# Audioaufnahme leider sehr "dünn"



## Consti (2. Dezember 2008)

Guten Abend,

ich habe vor kurzem ein "Konzert" mit meinem kleinen Mp3-Player aufgenommen. Die Qualität ist dadurch leider / natürlich nicht so gut. Die Aufnahme habe ich gerade geschnitten.

Einen Track könnt ihr euch hier anhören:
http://www.mdmw.de/2_ch/files/02.wav

Meine Frage wäre nun, ob ich eine Chance habe, die ganze Datei etwas "zuverbessern" - damit das ganze etwas voller klingt.

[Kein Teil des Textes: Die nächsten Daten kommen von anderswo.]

PR #289, opened 2025-12-22
GOTO backend: Core-to-GOTO translation, CBMC pipeline tests, and CI

tautschnig:
*Description of changes:*

### Core-to-GOTO translation

Translate Strata Core programs to CProver GOTO binary format for CBMC
verification. Covers all Imperative statement types, Core commands,
procedure contracts, calls, axioms, datatypes, and source locations.

ToCProverGOTO.lean:
- Handle block, ite, loop, exit, funcDecl statements
- Emit loop invariants (#spec_loop_invariant) and measures (#spec_decreases)
- Detect unresolved exit statements (targeting nonexistent labels) and abort
- Extract helpers: emitGoto, emitCondGoto, emitLabel, patchGotoTargets

LambdaToCProverGOTO.lean (new, in Strata/Backends/CBMC/GOTO/):
- Map all arithmetic, comparison, boolean, bitvector, real, string,
  and regex operators to GOTO equivalents
- Signed BV operations (SDiv, SMod, SLt, SLe, SGt, SGe): cast operands
  to signedbv via typecast so CBMC interprets them correctly
- Euclidean integer division/modulo (Int.Div, Int.SafeDiv, Int.Mod,
  Int.SafeMod): encode as compound expressions built from truncating
  div/mod with correction terms
- BV hex encoding for all widths (was 32-bit only)
- Support BV extract, old(expr), quantifiers, ternary, Map.const

CoreToCProverGOTO.lean (new, in Strata/Backends/CBMC/GOTO/):
- End-to-end Core program to GOTO translation
- Call LHS type lookup from program context (not hardcoded)

InstToJson.lean:
- Extend JSON serialization for GOTO programs with function entries
- Deduplicate symbol collection and operator JSON generation

StrataMain.lean:
- Add coreAnalyzeToGoto, laurelAnalyzeToGoto, pyAnalyzeToGoto commands
- Translate procedure calls to FUNCTION_CALL instructions at any nesting
- Lift local funcDecl to top-level GOTO functions
- Emit contracts, axioms, distinct decls, global variables
- Propagate source locations from metadata to GOTO instructions

### Code reorganization

Production GOTO translation code moved from StrataTest/ to
Strata/Backends/CBMC/GOTO/ (LambdaToCProverGOTO.lean,
CoreToCProverGOTO.lean). Test files in StrataTest/ now import from
the production modules and contain only test code.

### Tests and CI

- Unit tests for expression, type, and statement translation
[...]

PR #467, opened 2026-02-23
Fix Statement.renameLhs to compare identifier names

tautschnig:
*Description of changes:*

renameLhs was comparing lhs.name against the full Identifier 'fr' instead of 'fr.name', causing renames to never match when the metadata differed.

### DIFF
--- a/StrataTest/Languages/Core/RenameLhsTests.lean
+++ b/StrataTest/Languages/Core/RenameLhsTests.lean
@@ -1,0 +1,49 @@
+/-
+  Copyright Strata Contributors
+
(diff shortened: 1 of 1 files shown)


tautschnig:
> I'm a bit confused about this PR. The visibility parameter in identifiers exists specifically to make sure we can know that auto-generated names are distinct from other names because they have different visibility. Because of this, visibility is fundamentally part of the name, not metadata. Can you elaborate on what problem the current approach was causing?

Let me reconsider - it seems #289 is now also passing all tests when reverting this change. I'll see whether it comes up again when Laurel evolves in `main`.

PR #471, opened 2026-02-23
Lift calls to imperative procedures that occur in expressions

keyboardDrummer:
### Changes
- Split Laurel procedures into functions and procedures. Only functions can be called from contracts, and functions do not support destructive assignment, exit jumps or loops in their body. Functions are always deterministic. The reason that Laurel only allows calling functions in contracts is because we believe this leads to easier to read contracts.

- Calls to imperative (non-functional) procedures that occur in expressions inside imperative procedures, are lifted to the statement level.

### Caveats
- Currently Laurel functions with postconditions are not supported, because Core functions don't support postconditions yet. Note that when they do support postconditions, such Core functions should behave opaquely, meaning their body won't be visible to callers during verification. This limitation is documented in [T8_PostconditionErrors](https://github.com/strata-org/Strata/pull/471/changes#diff-41333ed0e1ad3cd9ab069068526c97ab12923577680cd41f808be1202010813c)
- Currently Laurel procedures without a postcondition aren't transparent to the caller, because Core procedures don't support being transparent. This limitation is documented in [T5_ProcedureCalls](https://github.com/strata-org/Strata/pull/471/changes#diff-736ee141fc54df0bc99f42ccb7fc0bf8b4116237d49126614342491112192923)

### Testing
- Added new test-cases to `T2_ImpureExpressions.lean`
- Added a new test file `T2_ImpureExpressionsError.lean` that checks whether correct errors are thrown when using imperative code in contracts or functions
- Updated tests T5_ProcedureCalls, T6_Preconditions and T8_PostConditions with additional cases for functions.


Strata/Languages/Laurel/LaurelToCoreTranslator.lean
```diff
@@ -396,15 +396,9 @@ def isPureExpr(expr: StmtExprMd): Bool :=
...
-/--
-Check if a procedure can be translated as a Core function.
-A procedure can be a function if:
-- It has a transparent body that is a pure expression
-- It has no precondition (or just `true`)
-- It has exactly one output parameter (the return type)
--/
-def canBeBoogieFunction (proc : Procedure) : Bool :=
+/-- Check if a pure-marked procedure can actually be represented as a Core function:
+    transparent body that is a pure expression, no precondition, exactly one output. -/
```
joscoh: Core functions now can have preconditions (PR https://github.com/strata-org/Strata/pull/444 was merged)

joscoh (commented):
Can you add a test (or point me to an existing one) for demonstrating that calling a procedure in a contract gives an error?

Strata/Languages/Laurel/Grammar/ConcreteToAbstractTreeTranslator.lean
```diff
@@ -322,6 +323,8 @@ def parseProcedure (arg : Arg) : TransM Procedure := do
 
   match op.name, op.args with
   | q`Laurel.procedure, #[nameArg, paramArg, returnTypeArg, returnParamsArg,
+      requiresArg, ensuresArg, modifiesArg, bodyArg]
+  | q`Laurel.function, #[nameArg, paramArg, returnTypeArg, returnParamsArg,
       requiresArg, ensuresArg, modifiesArg, bodyArg] =>
```
atomb, line 338: Does it make sense for functions to include `modifiesArg`?

StrataTest/Languages/Laurel/Examples/Fundamentals/T2_ImpureExpressions.lean
```diff
@@ -66,6 +66,37 @@ procedure nestedImpureStatementsAndOpaque()
 //^^^^^^^^^^^^^^ error: assertion does not hold
   assert z == y;
 }
+
+// An imperative procedure call in expression position is lifted before the
+// surrounding expression is evaluated.
+procedure imperativeProc(x: int) returns (r: int)
+   // ensures clause requires because Core does not support transparent proceduces yet
```
atomb:
```suggestion
   // ensures clause required because the Core verification condition generator does not unfold procedure bodies
```

Strata/Languages/Laurel/LaurelToCoreTranslator.lean
```diff
@@ -396,15 +396,9 @@ def isPureExpr(expr: StmtExprMd): Bool :=
...
+private def canBeCoreFunctionBody (proc : Procedure) : Bool :=
   match proc.body with
   | .Transparent bodyExpr =>
```
atomb, line 489: I'm not sure it needs to be transparent here. That's not blocking, though, because it's fine for this to start out overly conservative. That'd apply to @joscoh's comment, too, I think.

atomb (approved):

StrataTest/Languages/Laurel/Examples/Fundamentals/T2_ImpureExpressions.lean
keyboardDrummer: By unfolding do you mean inlining? I don't think inlining resolves this issue. This should work for recursive procedures as well. The solution is to translate Core procedures to SMT functions.

In any case, if there is an ensures clause, then I don't want the body to be useable by callers in a verification context - bounded or unbounded. Core procedures should have a property `transparent: Bool` that determines whether the body is visible to callers or not.

Strata/Languages/Laurel/LaurelToCoreTranslator.lean
keyboardDrummer: Updated

Strata/Languages/Laurel/LaurelToCoreTranslator.lean
keyboardDrummer: Updated

Strata/Languages/Laurel/Grammar/ConcreteToAbstractTreeTranslator.lean
keyboardDrummer: No it does not, but I prefer not to have separate types or grammar for functions and procedures. The separation between functions and procedures is something that I prefer to keep superficial. 

Assuming we want contracts to be as readable as possible, I think the argument for disallowing statements in contracts is the notion that expressions are easier to read than statements. However, while this holds true for me personally, I feel it is only a widely shared opinion rather than a fact, and we could find programmers that would find certain statement using programs more readable than their expression-only version.

Given the above, I'm open to merging functions and procedures again in the future. The reason I'm separating them right now is that Core does not support statements in contracts, so it's not easy to support, and I don't see enough reason to invest in supporting it right now.

Strata/Languages/Laurel/LaurelToCoreTranslator.lean
```diff
@@ -67,88 +67,169 @@ def isCoreFunction (funcNames : FunctionNames) (name : Identifier) : Bool :=
...
 -/
-def translateExpr (constants : List Constant) (env : TypeEnv) (expr : StmtExprMd)
-    (boundVars : List Identifier := []) : Core.Expression.Expr :=
+def translateExpr (env : TypeEnv) (expr : StmtExprMd)
+    (boundVars : List Identifier := []) (isPureContext : Bool := false)
+    : TranslateM Core.Expression.Expr := do
+  let s ← get
+  let constants := s.constants
+  let funcNames := s.funcNames
+  -- Dummy expression used as placeholder when an error is emitted in pure context
```
joscoh, line 116: I'm confused why we need all this ad-hoc error handling rather than just using the `Except` monad?

keyboardDrummer: So we can return multiple errors at once, which is nicer for the user (and our test)

StrataTest/Languages/Laurel/Examples/Fundamentals/T2_ImpureExpressions.lean
atomb: All of that is specific to deductive verification, though. The purpose of the change I proposed was to make it clear that transparency or opacity isn't a fundamental property of the language. It's an instruction for the verifier.

keyboardDrummer: > All of that is specific to deductive verification, though. 

I think it should not be specific to unbounded verification. I think bounded verification could respect the opaqueness as well. Here's an example:

```
@Verify(Unbounded)
opaque procedure Foo(x: int): int
  ensures x > 0
{
  x
}

@Verify(Unbounded)
procedure UnboundedFooCaller(x: int): int
  ensures x > 0
{
  var x := Foo(3);
  assert x > 0; // pass
  assert x == 3; // fail
}

@Verify(Bounded(
  nonRecursiveInlineDepth := 5, 
  recursiveInlineDepth := 0, 
  ignoreOpaque := false)
procedure BoundedFooCaller() {
  var x := Foo(3);
  assert x > 0; // pass
  assert x == 3; // fail
}
```


> The purpose of the change I proposed was to make it clear that transparency or opacity isn't a fundamental property of the language.

1) It's unclear to me when something is a fundamental property of the language. Are only concepts that effect concrete execution part of that?
2) If I rephrased it to "symbolic verification in Core does not support transparent procedures", would that work for you?

Strata/Languages/Laurel/Grammar/LaurelGrammar.lean
```diff
@@ -9,4 +9,5 @@ import Strata.DDM.Integration.Lean
 
 namespace Strata.Laurel
 
+
```
atomb: Nit: this seems like a spurious whitespace addition.

atomb (approved):

joscoh (dismissed):

Strata/Languages/Laurel/LaurelTypes.lean
```diff
@@ -20,23 +20,31 @@ namespace Strata.Laurel
...
+      types.findSome? fun td =>
+        match td with
+        | .Composite ct =>
+          if ct.name == current then
+            match ct.fields.findSome? fun f => if f.name == fieldName then some f.type else none with
+            | some ty => some ty
+            | none => ct.extending.findSome? (go fuel')
+          else none
+        | _ => none
+  go types.length typeName
```
MikaelMayer, line 39: Clever hack.

Strata/Languages/Core/Factory.lean
```diff
@@ -221,18 +221,18 @@ def polyOldFunc : WFLFunc CoreLParams :=
   polyUneval "old" ["a"] [("x", mty[%a])] mty[%a]
 
 /- A constant `Map` constructor with type `∀k, v. v → Map k v`.
-   `Map.const(d)` returns a map where every key maps to the value `d`. -/
+   `const(d)` returns a map where every key maps to the value `d`. -/
 def mapConstFunc : WFLFunc CoreLParams :=
-  polyUneval "Map.const" ["k", "v"]
+  polyUneval "const" ["k", "v"]
```
MikaelMayer, line 226: I assume this change is motivated by the ability to use the `esM[]` syntax and not have to specify the entire qualified name, correct?

Strata/Languages/Laurel/LaurelToCoreTranslator.lean
```diff
@@ -68,95 +68,177 @@ def isCoreFunction (funcNames : FunctionNames) (name : Identifier) : Bool :=
...
+            translateExpr env e boundVars isPureContext
+      return .ite () bcond bthen belse
   | .StaticCall name args =>
-      let ident := Core.CoreIdent.unres name
-      let fnOp := .op () ident none
-      args.foldl (fun acc arg => .app () acc (translateExpr fieldNames env arg boundVars)) fnOp
-  | .Block [single] _ => translateExpr fieldNames env single boundVars
+      -- In a pure context, only Core functions (not procedures) are allowed
+      if isPureContext && !isCoreFunction funcNames name then
+        disallowed expr "calls to procedures are not supported in functions or contracts"
```
MikaelMayer, line 191: Could you make the error more actionable?
```suggestion
        disallowed expr "calls to procedures are not supported in functions or contracts - on calls to functions are"
```

Strata/Languages/Laurel/LaurelToCoreTranslator.lean
```diff
@@ -68,95 +68,177 @@ def isCoreFunction (funcNames : FunctionNames) (name : Identifier) : Bool :=
...
-      LExpr.exist () (some coreTy) coreBody
+      let coreBody ← translateExpr env body (name :: boundVars) isPureContext
+      return LExpr.exist () (some coreTy) coreBody
+  | .Hole => return dummy
+  | .ReferenceEquals e1 e2 =>
+      let re1 ← translateExpr env e1 boundVars isPureContext
+      let re2 ← translateExpr env e2 boundVars isPureContext
+      return .eq () re1 re2
+  | .Assign _ _ =>
+      disallowed expr "destructive assignments are not supported in functions or contracts"
```
MikaelMayer, line 213:
```suggestion
      disallowed expr "destructive assignments are not supported in functions or contracts, you may shadow variable declarations"
```
if appropriate

Strata/Languages/Laurel/LaurelToCoreTranslator.lean
```diff
@@ -68,95 +68,177 @@ def isCoreFunction (funcNames : FunctionNames) (name : Identifier) : Bool :=
...
+  | .While _ _ _ _ =>
+      disallowed expr "loops are not supported in functions or contracts"
```
MikaelMayer, line 215:
```suggestion
      disallowed expr "loops are not supported in functions or contracts, only recursive functions"
```

Strata/Languages/Laurel/LaurelToCoreTranslator.lean
```diff
@@ -68,95 +68,177 @@ def isCoreFunction (funcNames : FunctionNames) (name : Identifier) : Bool :=
...
+  | .Exit _ => disallowed expr "exit is not supported in expression position"
```
MikaelMayer, line 216:
```suggestion
  | .Exit _ => disallowed expr "exit is not supported in expression position, but you can lift it before the statement in a conditional statement"
```
How hard would it be to support exit in expression positions?

Strata/Languages/Laurel/LaurelTypes.lean
```diff
@@ -51,16 +59,19 @@ def computeExprType (env : TypeEnv) (types : List TypeDefinition) (expr : StmtEx
...
   -- Pure field update returns the same type as the target
-  | .PureFieldUpdate target _ _ => computeExprType env types target
-  -- Calls — we don't track return types here, so fall back to TVoid
-  | .StaticCall _ _ => panic "Not supported StaticCall"
+  | .PureFieldUpdate target _ _ => computeExprType env types target procedures
+  -- Calls — look up return type from first output of matching procedure
+  | .StaticCall name _ =>
+      match procedures.find? (·.name == name) with
+      | some proc => proc.outputs.head?.map (·.type) |>.getD ⟨ .TVoid, md ⟩
+      | none => ⟨ .TVoid, md ⟩
```
MikaelMayer, line 74: Shouldn't this be an error?

keyboardDrummer: Yes I think so. I will change this code though because I'm adding a resolution phase, so there will no longer be a lookup here.

atomb (approved):

Strata/Languages/Laurel/LaurelToCoreTranslator.lean
keyboardDrummer: Regarding the error messages, these will not be user facing error messages. They still need to be translated on the front-end side to something that's specific to the given language.

Strata/Languages/Laurel/LaurelToCoreTranslator.lean
keyboardDrummer: These are language developer facing diagnostics. We still need to specify the user facing ones.

Strata/Languages/Laurel/LaurelToCoreTranslator.lean
keyboardDrummer: These are language developer facing diagnostics. We still need to specify the user facing ones.

Strata/Languages/Laurel/LaurelToCoreTranslator.lean
keyboardDrummer: I think we can translate any imperative code to functional code, but I'm struggling with where in the pipeline that should happen. It almost seems simplest to remove all imperative code before even reaching Core, and to only use Core functions/expressions. Anyways, it's a design discussion that I've punted for now.

Strata/Languages/Core/Factory.lean
keyboardDrummer: This was to be consistent with the other definitions.

joscoh (approved):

Habe schon mit Goldwave ein bisschen mit Filtern gearbeitet, aber konnte kein gutes Ergebnis erzielen!

Ich würde mich freuen, wenn mir jemand ein paar Tipps geben könnte!
Dankeschön im Vorraus!

Consti


----------



## NTDY (3. Dezember 2008)

Erst einmal: Schöne Musik. Was ist das? Wie heißt der Titel?
Also ich habe gerade ein Test gemacht und habe in 2 Limiterstufen die Laustärken erhöht, aber so, damit keine Clippings entstehen.

Der erste Limiter hat den Input um 6 dB erhöht, den Ausgang aber bei 0 dB gelassen. Somit habe ich alle Signale erst einmal leicht erhöht, ohne ein zu großes Rauschen zu erzeugen. 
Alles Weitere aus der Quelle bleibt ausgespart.